YOUR GOAL:
Work out how many lines in the data hold the word "johnson", and reply with that number only.
BEGIN SUPPLIED RECORDS
PR #434, opened 2023-10-04
Swap register order, removing need to pass `num_qpd_bits`

garrison:
This swaps the order of the registers such that `qpd_measurements` now comes last.  The motivation here is two-fold:
1. To be consistent with the natural register order when reconstructing probability distributions (#428)
2. To remove the need to pass around `num_qpd_bits`

### DIFF
--- a/circuit_knitting/cutting/cutting_experiments.py
+++ b/circuit_knitting/cutting/cutting_experiments.py
@@ -148,12 +148,13 @@ def generate_cutting_experiments(
             subcircuit = subcircuit_dict[label]
             if is_separated:
                 map_ids_tmp = tuple(map_ids[j] for j in subcirc_map_ids[label])
-            decomp_qc = decompose_qpd_instructions(
-                subcircuit, subcirc_qpd_gate_ids[label], map_ids_tmp
-            )
             for j, cog in enumerate(so.groups):
-                meas_qc = _append_measurement_circuit(decomp_qc, cog)
-                subexperiments_dict[label].append(meas_qc)
+                new_qc = _append_measurement_register(subcircuit, cog)
+                decompose_qpd_instructions(
+                    new_qc, subcirc_qpd_gate_ids[label], map_ids_tmp, inplace=True
+                )
+                _append_measurement_circuit(new_qc, cog, inplace=True)
+                subexperiments_dict[label].append(new_qc)
 
     # If the input was a single quantum circuit, return the subexperiments as a list
     subexperiments_out: list[QuantumCircuit] | dict[
@@ -231,6 +232,35 @@ def _get_bases(circuit: QuantumCircuit) -> tuple[list[QPDBasis], list[list[int]]
     return bases, qpd_gate_ids
 
 
+def _append_measurement_register(
+    qc: QuantumCircuit,
+    cog: CommutingObservableGroup,
+    /,
+    *,
+    inplace: bool = False,
+):
+    """Append a new classical register for the given ``CommutingObservableGroup``.
+
+    The new register will be named ``"observable_measurements"`` and will be
+    the final register in the returned circuit, i.e. ``retval.cregs[-1]``.
+
+    Args:
+        qc: The quantum circuit
+        cog: The commuting observable set for which to construct measurements
+        inplace: Whether to operate on the circuit in place (default: ``False``)
+
+    Returns:
+        The modified circuit
+    """
+    if not inplace:
+        qc = qc.copy()
+
+    obs_creg = ClassicalRegister(len(cog.pauli_indices), name="observable_measurements")
+    qc.add_register(obs_creg)
+
+    return qc
+
+
 def _append_measurement_circuit(
     qc: QuantumCircuit,
     cog: CommutingObservableGroup,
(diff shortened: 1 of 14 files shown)


circuit_knitting/cutting/cutting_experiments.py
```diff
@@ -273,19 +305,29 @@ def _append_measurement_circuit(
                 f"qubit_locations has {len(qubit_locations)} element(s) but the "
                 f"observable(s) have {cog.general_observable.num_qubits} qubit(s)."
             )
+
+    # Find observable_measurements register
+    for reg in qc.cregs:
+        if reg.name == "observable_measurements":
+            obs_creg = reg
+            break
+    else:
```
caleb-johnson, line 314: Neat code here where the else sits outside the looped if ... I'll have to glance at how this works :)

circuit_knitting/cutting/cutting_experiments.py
```diff
@@ -273,19 +305,29 @@ def _append_measurement_circuit(
...
+        raise ValueError(
+            '"observable_measurements" register is the wrong size '
+            "for the given commuting observable group "
+            f"({obs_creg.size} != {len(pauli_indices)})"
+        )
+
     if not inplace:
         qc = qc.copy()
 
-    # If the circuit has no measurements, the Sampler will fail.  So, we
```
caleb-johnson, line 279: Could you quickly explain why we can remove this? I may figure it out as I continue the review, but just in case ;)

circuit_knitting/cutting/cutting_reconstruction.py
```diff
@@ -111,21 +109,7 @@ def reconstruct_expectation_values(
             for k, cog in enumerate(so.groups):
                 quasi_probs = results_dict[label].quasi_dists[i * len(so.groups) + k]
                 for outcome, quasi_prob in quasi_probs.items():
-                    try:
```
caleb-johnson, line 114: niiiiice

caleb-johnson (commented):
Dropping a couple thoughts here. Will finish this up in a bit. Looking great!

circuit_knitting/cutting/cutting_experiments.py
garrison: Got moved to a new function `_get_pauli_indices`, because it needs checked now in two places. :)

caleb-johnson (approved):
Great idea, thanks for puttin this PR together. Makes thing much more straightforward :)

garrison:
@Ibrahim-Shehzad: since @caleb-johnson already approved everything before f4dec604669fbe3d1103256221cb6d10ea1b32c7, and f4dec604669fbe3d1103256221cb6d10ea1b32c7 primarily updates a test that you wrote, I think it makes most sense for you to review the changes in f4dec604669fbe3d1103256221cb6d10ea1b32c7 and approve this PR if those changes look good to you.  Thanks!

test/cutting/test_cutting_roundtrip.py
```diff
@@ -179,28 +179,56 @@ def test_cutting_exact_reconstruction(example_circuit):
...
 
+    This is related to https://github.com/Qiskit-Extensions/circuit-knitting-toolbox/issues/422.
     """
+    # Create a circuit to cut
+    qc = QuantumCircuit(3)
+    append_random_unitary(qc, [0, 1])
+    append_random_unitary(qc, [2])
+    qc.rxx(np.pi / 3, 1, 2)
+    append_random_unitary(qc, [0, 1])
+    append_random_unitary(qc, [2])
```
Ibrahim-Shehzad, line 193: What motivates the choice of this particular circuit here?

garrison: It's sufficiently simple, but not trivial in any way, either.  It has two qubits involved in cutting, and a third qubit that gets entangled both before and after the cut but is otherwise "along for the ride."

garrison: It's also a special case of a circuit generated by the `example_circuit` fixture, which was used before.  But we don't need to spend time testing against every single one of them.  Just one should be sufficient, and is enough to fail without me fixing the line with `_get_pauli_indices`.

Ibrahim-Shehzad: So is there something significant that is lost if we do away with appending random unitaries before and after adding the rxx?

test/cutting/test_cutting_roundtrip.py
```diff
@@ -179,28 +179,56 @@ def test_cutting_exact_reconstruction(example_circuit):
...
         label: sampler.run(subexperiments[label]).result()
         for label, sampler in samplers.items()
     }
-    _ = results
+    reconstructed_expvals = reconstruct_expectation_values(
+        results, coefficients, subobservables
+    )
+
+    if is_exact_sampler:
+        # Determine exact expectation values
```
Ibrahim-Shehzad, line 214: Apologies for this naive question but why use `ExactSampler()` and not just `Sampler()` here?

test/cutting/test_cutting_roundtrip.py
garrison: If we got rid of the random unitaries before the cut gate, we'd only be testing that cutting works under the assumption that |0> is the input state, so there could be bugs that fall through.

Likewise, if we got rid of the random unitaries after the cut gate, then we'd only be ensuring that the post-cut state has the right amplitude in the Z basis, again, a much more limited test compared to the current, which should only reliably work if the post-cut state is correct in all bases.

test/cutting/test_cutting_roundtrip.py
garrison: As a result of the `pytest.mark.parametrize` decorator to this function, this test gets run twice, once with `Sampler()` and once with `ExactSampler()`.  The run using `Sampler()` has `is_exact_sampler is False`, so it's really just a smoke test: it makes sure the test runs without error, but it doesn't really test the result.  I made this choice because the Sampler is going to have shot noise, so the result it provides is only going to be approximate.  So, there is a second run with `ExactSampler()` with `is_exact_sampler is True`.  This "exact sampler" will return the exact probability distribution, without shot noise.  So we can inspect the reconstructed results and expect them to be exactly correct, up to roundoff error.

Ibrahim-Shehzad: I see, the part about shot noise addresses my question, thanks for the clarification.

test/cutting/test_cutting_roundtrip.py
Ibrahim-Shehzad: Got it, thank you so patiently clarifying this.

Ibrahim-Shehzad (approved):
This looks good to me!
END SUPPLIED RECORDS
RESPONSE:
6